El único problema para traerlos de afuera es que si pasa por aduana el paquete con 50 transistores (con menos se te hace complicado por el precio del envío), te dicen que es para reventa y que para entrar eso tenés que estar inscripto como importador (y eso es todo un trámite, más un depósito de como US$ 30.000).
Un garrón...


----------



## ehbressan (Ago 26, 2010)

Sabès que la semana pasada fui a buscar unas cositas al correo de Campana, donde està la Aduana (tienen una oficinita), y por lo que leì en un cartel, no depende de la cantidad de cosas que traigas, depende del monto, y si mal no recuerdo, eran 999 dòlares americanos.
Ademàs, no creo que se pongan a abrir un montòn de bolsitas, a contar lo que hay dentro y a ver si todos son del mismo tipo, naaah, ni en flatulo.
Habrìa que revisar eso, ya que creo, no te pueden cuestionar nada, si no superàs dicho monto.
Solo te van a cobrar la mitad del costo producto + envìo (menos U$S 25, solo una vez por año).
Ademàs, para ahorrar shipping se puede hacer alguna comprita comunitaria, y a gozar de componentes para el primer mundo (hasta son màs bonitos, viò....) 
Sds.


----------



## Cacho (Ago 26, 2010)

Conozco la parte de la franquicia anual (ya he traído cosas de afuera), pero lo que te estoy diciendo es lo que me dijeron los dos inútiles de la aduana de acá. Entre estos dos no juntás ni medio cerebro (son de lo peor estos tipos), así que pueden estar equivocados. Lo difícil sería explicarles su error.
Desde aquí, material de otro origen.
PR #4334, opened 2025-11-04
Rework the Gradle attributes to make them integrate better with the ecosystem

adam-enko:
Continuation of #4286

Fixes [KT-72019](https://youtrack.jetbrains.com/issue/KT-72019) and https://github.com/adamko-dev/dokkatoo/issues/165

Credit goes to @martinbonnin!

### Summary

Unfortunately, Gradle's matching algorithm prioritises the number of attributes matched over the actual attribute values. (Note that if a candidate does not have a requested attribute this still counts as a match!) This behaviour makes it impossible to strictly match Configurations, and leads to situations like this where two 'ecosystems' step on each other's toes.

The solution is in two parts:

1. Reduce the number of attributes DGP uses.

   This prevents the matching algorithm from over-matching based on attributes alone. The Bundling attribute is removed, since this is not important for DGP classpaths.
4. (As suggested by @martinbonnin) DGP configurations use a custom value for the `Usage` attribute, and use a one-way `AttributeCompatibilityRule` so DGP can still resolve dependencies.
   (A one-way rule should minimise ugly issues [where rules can leak](https://github.com/gradle/gradle/issues/30921).)

See the KDoc of `DokkaJavaRuntimeUsageCompatibilityRule` for details.

### DIFF
--- a/dokka-runners/dokka-gradle-plugin/src/main/kotlin/dependencies/DokkaJavaRuntimeUsageCompatibilityRule.kt
+++ b/dokka-runners/dokka-gradle-plugin/src/main/kotlin/dependencies/DokkaJavaRuntimeUsageCompatibilityRule.kt
@@ -64,7 +64,7 @@ import org.gradle.api.attributes.Usage
  * - Traditional consumers disambiguate the Dokka plugins variants because the
  *   compatibility rule is one way.
  *   If the consumer asks for [Usage.JAVA_RUNTIME],
- *   then [DokkaAttribute.DokkaJavaRuntimeUsage] the rule expresses no opinion.
+ *   then the rule expresses no opinion.
  */
 internal abstract class DokkaJavaRuntimeUsageCompatibilityRule : AttributeCompatibilityRule<Usage> {
     override fun execute(details: CompatibilityCheckDetails<Usage>) {


martinbonnin:
Wowowowow! That's a lot of tests 👀 
I'm not super familiar with the test suite but let me know if I can help with anything.

Vampire:
Just in case you missed it on the copied PR.

Before considering this PR, I'd like to suggest reviewing my analysis of the problem just posted to https://github.com/adamko-dev/dokkatoo/issues/165#issuecomment-3358646296 :-)

Because I think the proper solution is not to do what is suggested here.

adam-enko:
> I'm not super familiar with the test suite but let me know if I can help with anything.

I think we're good! There was a flaky test but it should be fixed now #4335

adam-enko:
> Just in case you missed it on the copied PR.
> 
> Before considering this PR, I'd like to suggest reviewing my analysis of the problem just posted to [adamko-dev/dokkatoo#165 (comment)](https://github.com/adamko-dev/dokkatoo/issues/165#issuecomment-3358646296) :-)
> 
> Because I think the proper solution is not to do what is suggested here.

Thanks for the link. Unfortunately, it wouldn't help.

It's not possible to modify the attributes of KGP Configurations. Additionally, any fix needs to work with older KGP versions (such as those bundled into older Gradle versions). Also, itt's not appropriate for DGP to use the KotlinPlatformType, which is only relevant for KMP. Adding it won't help with non-KMP consumers.

dokka-runners/dokka-gradle-plugin/src/main/kotlin/dependencies/DokkaAttribute.kt
```diff
@@ -39,6 +39,7 @@ interface DokkaAttribute {
     }
 
     @InternalDokkaGradlePluginApi
+    @Suppress("ConstPropertyName")
```
ALikhachev, line 42: Nit: why suppress instead of following the code convention from kotlinlang.org?
https://kotlinlang.org/docs/coding-conventions.html#property-names recommends using SCREAMING_SNAKE_CASE

dokka-runners/dokka-gradle-plugin/src/main/kotlin/dependencies/DokkaJavaRuntimeUsageCompatibilityRule.kt
```diff
@@ -0,0 +1,81 @@
...
+ * Copyright 2014 JetBrains s.r.o. Use of this source code is governed by the Apache 2.0 license.
+ */
+package org.jetbrains.dokka.gradle.dependencies
+
+import org.gradle.api.attributes.AttributeCompatibilityRule
+import org.gradle.api.attributes.CompatibilityCheckDetails
+import org.gradle.api.attributes.Usage
+
+/**
+ * # Dokka Java Runtime Usage Compatibility Rule
```
ALikhachev, line 11: Thanks for providing a comprehensive description right in the code!

ALikhachev (approved):
LGTM

dokka-runners/dokka-gradle-plugin/src/main/kotlin/dependencies/DokkaJavaRuntimeUsageCompatibilityRule.kt
adam-enko: Most of the credit goes to @martinbonnin for that!

dokka-runners/dokka-gradle-plugin/src/main/kotlin/dependencies/DokkaAttribute.kt
adam-enko: personal preference, and it aligns with the other properties (even though the type is different)

Vampire:
>>Just in case you missed it on the copied PR.
>>
>>Before considering this PR, I'd like to suggest reviewing my analysis of the problem just posted to https://github.com/adamko-dev/dokkatoo/issues/165#issuecomment-3358646296 :-)

>>
>>Because I think the proper solution is not to do what is suggested here.
>
>Thanks for the link. Unfortunately, it wouldn't help.
>
>It's not possible to modify the attributes of KGP Configurations. Additionally, any fix needs to work with older KGP versions (such as those bundled into older Gradle versions). Also, itt's not appropriate for DGP to use the KotlinPlatformType, which is only relevant for KMP. Adding it won't help with non-KMP consumers.

I of course did not suggest that Dokka modifies the attributes of KGP configurations.
KGP should be fixed to provide the proper attributes.

The problem I see is, that attribute- / variant-aware resolution is a quite complex topic.
And throwing some more attributes or values to it, to work-around bugs in other parts of the ecosystem just makes it even more complex and fragile.
So it might be better to fix the underlying problems instead of doing symptom treatment in the dokka part. 🤷‍♂️

martinbonnin:
> attribute- / variant-aware resolution is a quite complex topic.

Candidly, this is the part that needs to be fixed. 

Both the `"Candidates that lack extra attributes are preferred"` and `"missing attributes are compatible"` rules have tripped many colleagues/community members. It probably took me several days of stepping through the Gradle source code to get a surface understanding of what's happening in the algorithm. And even though I consider myself as one of the most non-Gradle folks experts there, I still need many hours to debug a dependency resolution error. 

I understand this is complicated but the current algorithm doesn't scale. 

At least the proposed solution shows `dokka-java-runtime` in the logs so it hints that the `usage` attribute is involved there. Having the `bundling` attribute decide the resolution and relying on every possible plugin to set it correctly sounds a lot more fragile to me.

Vampire:
> Candidly, this is the part that needs to be fixed.

Feel free to convince the Gradle folks about that :-D

martinbonnin:
This is my attempt at convinving people we need to simplify all of this: https://mbonnin.net/2025-11-29_the_curse_of_turing_complete_dependency_resolution/

Issue #4326, opened 2025-10-31
[K2] Redundant `?` on properties with type of typealias to nullable type


whyoleg:
Simplified example based on kotlinx.coroutines [MDCContext](https://github.com/Kotlin/kotlinx.coroutines/blob/8c27d51025d56a7b8de8eec2fb234b0094ce84f1/integration/kotlinx-coroutines-slf4j/src/MDCContext.kt#L77C1-L83C78) implementation
```kotlin
public typealias MDCContextMap = Map<String, String>? // note - nullable type
public class MDCContext(
    public val contextMap: MDCContextMap = MDC.getCopyOfContextMap()
) : ThreadContextElement<MDCContextMap>, AbstractCoroutineContextElement(Key)
```
K1 output:

<img width="1424" height="404" alt="Image" src="https://github.com/user-attachments/assets/f1174375-e3d1-404b-9582-127d6439a6a1" />

K2 output:

<img width="1460" height="398" alt="Image" src="https://github.com/user-attachments/assets/7940e4c7-9b03-4af7-9543-0039145764a5" />

Note: additional `?` symbol

## Expected behavior

As `typealias MDCContextMap` already includes nullability, we should not show `?` on `MDCContextMap` declarations

AbdullinAM:
Fixed in #4337

PR #4337, opened 2025-11-04
Fix 'Redundant ? on properties with type of typealias to nullable type '

AbdullinAM:
Fix for #4326 

Change `KaSession#toBoundFrom` to correctly parse typealiases:

* Use `KaSession#toBoundFrom` recursively to parse reference types
* Introduce a new `ignoreTypealiases` parameter to `KaSession#toBoundFrom` to prevent infinite recursion
* Wrap bound to `Nullable` only if typealias abbreviation itself is marked nullable

### DIFF
--- a/dokka-subprojects/plugin-base/src/test/kotlin/model/TypesTest.kt
+++ b/dokka-subprojects/plugin-base/src/test/kotlin/model/TypesTest.kt
@@ -10,6 +10,7 @@ import org.jetbrains.dokka.links.DRI
 import org.jetbrains.dokka.model.*
 import utils.AbstractModelTest
 import utils.OnlySymbols
+import utils.assertIsInstance
 import kotlin.test.Test
 import kotlin.test.assertEquals
 import kotlin.test.assertTrue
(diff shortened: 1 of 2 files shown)


dokka-subprojects/analysis-kotlin-symbols/src/main/kotlin/org/jetbrains/dokka/analysis/kotlin/symbols/translators/TypeTranslator.kt
```diff
@@ -85,12 +85,15 @@ internal class TypeTranslator(
...
-    fun KaSession.toBoundFrom(type: KaType): Bound =
+    fun KaSession.toBoundFrom(type: KaType, ignoreTypealiases: Boolean = false): Bound =
         when (type) {
             is KaUsualClassType -> {
                 // after KT-66996, [type] is an expanded type
                 val abbreviation = type.abbreviation
-                if (abbreviation != null) toBoundFromTypeAliased(abbreviation, toTypeConstructorFrom(type))
+                if (abbreviation != null && !ignoreTypealiases) toBoundFromTypeAliased(
+                    abbreviation,
+                    toBoundFrom(type, ignoreTypealiases = true)
```
vmishenev: _minor:_ It seems the flag `ignoreTypealiases` is redundant. TBH, I prefer the logic without a flag. It takes mental effort to understand what the flag actually does here. 
`toTypeConstructorFrom(type).asNullableIfMarked(type)`


Otherwise, if you want to use the flag, you could move the following expression out of the `when`:
```
                val abbreviation = type.abbreviation
                if (abbreviation != null && !ignoreTypealiases) toBoundFromTypeAliased(
                    abbreviation,
                    toBoundFrom(type, ignoreTypealiases = true)
                )
```
 as `KaDynamicType`, `KaDefinitelyNotNullType`, and so on can not have an abbreviation.

PR #4340, opened 2025-11-05
Fix missing default parameter value for fake functions

### LINKED ISSUE #4320: [K2] Missing default parameter value for inherited (not overriden) members
Project: https://github.com/whyoleg/cryptography-kotlin (Dokka 2.1.0)
The project uses `suppressInheritedMembers = false`, so that inherited members are explicitly displayed. But in this case, some declarations miss default parameter values.

The function in question ([keyGenerator](https://github.com/whyoleg/cryptography-kotlin/blob/972562bd704a9aba419111132ceb00b11922333d/cryptography-core/src/commonMain/kotlin/algorithms/AES.kt#L18)) is declared inside of an `AES` interface, and there is [AES.CBC](https://github.com/whyoleg/cryptography-kotlin/blob/972562bd704a9aba419111132ceb00b11922333d/cryptography-core/src/commonMain/kotlin/algorithms/AES.kt#L52) interface, which extends `AES` but doesn't override the function.

Here is the HTML output when looking at the `AES.CBC` page:

K1 output:

Image

K2 output:

Image

In both cases, clicking on the `keyGenerator` function will redirect to the page for `AES.keyGenerator` (that's correct behavior), which also correctly shows the default parameter:

Image

The only issue is that with K2, no default parameter is shown.

vmishenev:
Fixes #4320

### DIFF
--- a/dokka-subprojects/analysis-kotlin-symbols/src/main/kotlin/org/jetbrains/dokka/analysis/kotlin/symbols/translators/DefaultSymbolToDocumentableTranslator.kt
+++ b/dokka-subprojects/analysis-kotlin-symbols/src/main/kotlin/org/jetbrains/dokka/analysis/kotlin/symbols/translators/DefaultSymbolToDocumentableTranslator.kt
@@ -794,18 +794,17 @@ internal class DokkaSymbolVisitor(
      * It may be `null` if the owner function comes from a non-source file.
      */
     private fun KaSession.getDefaultValue(symbol: KaValueParameterSymbol, parameterIndex: Int): Expression? {
-        fun KaValueParameterSymbol.getDefaultValue(): Expression? =
+        fun KaValueParameterSymbol.getExplicitDefaultValue(): Expression? =
             if (origin == KaSymbolOrigin.SOURCE) (psi as? KtParameter)?.defaultValue?.toDefaultValueExpression() else null
+        fun KaDeclarationSymbol.findMatchingParameterWithDefaultValue(): Expression? =
+            (this as? KaFunctionSymbol)?.valueParameters?.getOrNull(parameterIndex)?.getExplicitDefaultValue()
 
-        val result = symbol.getDefaultValue()
+        val result = symbol.getExplicitDefaultValue()
         return if (result != null)
             result
         else { // in the case of fake declarations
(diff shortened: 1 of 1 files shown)


dokka-subprojects/analysis-kotlin-symbols/src/main/kotlin/org/jetbrains/dokka/analysis/kotlin/symbols/translators/DefaultSymbolToDocumentableTranslator.kt
```diff
@@ -788,9 +788,30 @@ internal class DokkaSymbolVisitor(
...
+     */
+    private fun KaSession.getDefaultValue(symbol: KaValueParameterSymbol, parameterIndex: Int): Expression? {
+        fun KaValueParameterSymbol.getDefaultValue(): Expression? =
+            if (origin == KaSymbolOrigin.SOURCE) (psi as? KtParameter)?.defaultValue?.toDefaultValueExpression() else null
+
+        val result = symbol.getDefaultValue()
+        return if (result != null)
+            result
+        else { // in the case of fake declarations
+            @OptIn(KaContextParameterApi::class)
```
whyoleg: Curious: Why do we need an opt-in here? It looks unused.

dokka-subprojects/analysis-kotlin-symbols/src/main/kotlin/org/jetbrains/dokka/analysis/kotlin/symbols/translators/DefaultSymbolToDocumentableTranslator.kt
```diff
@@ -788,9 +788,30 @@ internal class DokkaSymbolVisitor(
...
+            val ownerFunction = symbol.containingDeclaration as? KaNamedFunctionSymbol ?: return null
+
+            fun KaDeclarationSymbol.findMatchingParameterWithDefaultValue(): Expression? =
```
whyoleg: Do you mind moving this function just below `getDefaultValue`, as it's a bit hard to follow the logic with the function in the middle of the expression?

AbdullinAM (approved):

PR #2247, opened 2025-02-21
Add size hints for PSP globals and fix some references

JoshSchreuder:
Should help with decomp because when doing this, splat can provide offsets from the base address in the ASM, for example
```
    /* 23C8C 0910060C 1D09023C */  lui        $v0, %hi(g_Status + 0x240)
    /* 23C90 09100610 40F6428C */  lw         $v0, %lo(g_Status + 0x240)($v0)
```

```
    /* 1A29C 090F6C1C 2309023C */  lui        $v0, %hi(g_CastleFlags + 0x96)
    /* 1A2A0 090F6C20 C64743A0 */  sb         $v1, %lo(g_CastleFlags + 0x96)($v0)
```

This should stop accidentally mapping these addresses as extern symbols when decompiling [like this](https://github.com/Xeeynamo/sotn-decomp/pull/2243#discussion_r1964505269).

While I was here I fixed a few of the existing cases where that had happened, using the splat hints as a guide.

I think the same should be possible on the PSX side but I need to verify a few things.


config/symbols.pspeu.txt
```diff
@@ -70,19 +70,11 @@ g_CdStep = 0x91CE5E0;
 g_unkGraphicsStruct = 0x091CE5F8;
 D_80097488 = 0x091CE688;
 g_randomNext = 0x091CE6B0;
-g_Settings = 0x091CEEBC;
+g_Settings = 0x091CEEBC; // size:0x110
 g_PlayableCharacter = 0x091CF020;
 g_Servant = 0x091CF028;
-g_Player = 0x091CF030;
-g_Player_pl_vram_flag = 0x091CF380;
```
JoshSchreuder, line 77: One of the downsides to this approach is that you will no longer get direct symbol hints as to the property by mapping them in this manner.

However most structs are not mapped out in much detail this way, and personally I think the benefits of having the whole range of the struct covered rather than just the members we map manually outweighs this.

src/st/e_particles_maria1.h
```diff
@@ -11,8 +11,8 @@ void func_psp_0923AD68(Entity* self) {
     u16 direction;
     Entity* pl;
 
-    if (D_psp_091CF3DC && D_psp_091CF3A0) {
-        pl = D_psp_091CF3A0;
+    if (g_Player.unk5C && g_Player.unk20) {
+        pl = (Entity*)g_Player.unk20;
```
JoshSchreuder, line 15: Possible this is just an `Entity*` on PSP, but elsewhere on PSX/HD it is used as an s32. Need more PSP decompiled to know for sure.

include/game.h
```diff
@@ -1796,7 +1796,7 @@ typedef struct {
     /* 80072F3C */ s32 unk1C;
     /* 80072F40 */ s32 unk20;
     /* 80072F44 */ s32 unk24;
-    /* 80072F48 */ s32 unk28;
+    /* 80072F48 */ void (*unk28)(Entity*);
```
hohle, line 1799: Any reason not to use the `PfnEntityUpdate` type? `func_psp_0923B2F0` looks like a typical entity state machine function.

JoshSchreuder: No reason, just copied out of the old definition https://github.com/Xeeynamo/sotn-decomp/pull/2247/files#diff-4dbceb2f69232a451b571009bbb93e8c561300b5c08d314cafe8a39f5c49d6d2L1932

Thanks for the feedback, have updated

sozud (approved):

Si es verdad lo de los 1000 dolores... Me gusta la idea... ¿Tenés idea de dónde consultar sobre el asunto?


----------



## ehbressan (Ago 26, 2010)

Si, a los de 1/4 de cerebro. 
La otra vez habìa estado leyendo la Ley, pero no me acuerdo de donde la saquè, creo que de una bùsqueda en Google, que me mnado a un foro donde debatian la compra de porquerias afuera, ahi la citaban. Pero si mal no recuerdo, no decian de esto de los 999 dòlares.
Me està por llegar otra comprita, asi que si cae en los garfios de estos desalmados (aduana), me fijo bien o pregunto (acà son piolas) y te respondo.
Sds.


----------



## Cacho (Ago 26, 2010)

Ok, espero tus novedades.

Un abrazo


----------



## ehbressan (Ago 26, 2010)

Date una vuelta por acà :

http://www.afip.gov.ar/aduanaDefault.asp#compras

Fijate en el punto "Compra por Internet"
Sds.


----------



## Cacho (Ago 26, 2010)

Dentro de esa web dice:



> *Exclusiones:  *
> Están excluidas de estos sistemas de  envío las siguientes mercaderías:
> [...]
> *h)* Envíos con fines  comerciales.


Y eso me deriva a esto: http://www.afip.gov.ar/genericos/documentos/manualComprasInternet.pdf
Y de ahí, al final de la página 4 y principio de la 5. Habla del Artículo 554 del Código Aduanero:


> Artículo 554.- Serán consideradas  importaciones o  exportaciones sin finalidad comercial aquellas que tuvieren carácter  ocasional y  en las que, por la cantidad, calidad, variedad y valor de la mercadería,  pudiere  presumirse que son para uso o consumo personal del destinatario o de su  familia.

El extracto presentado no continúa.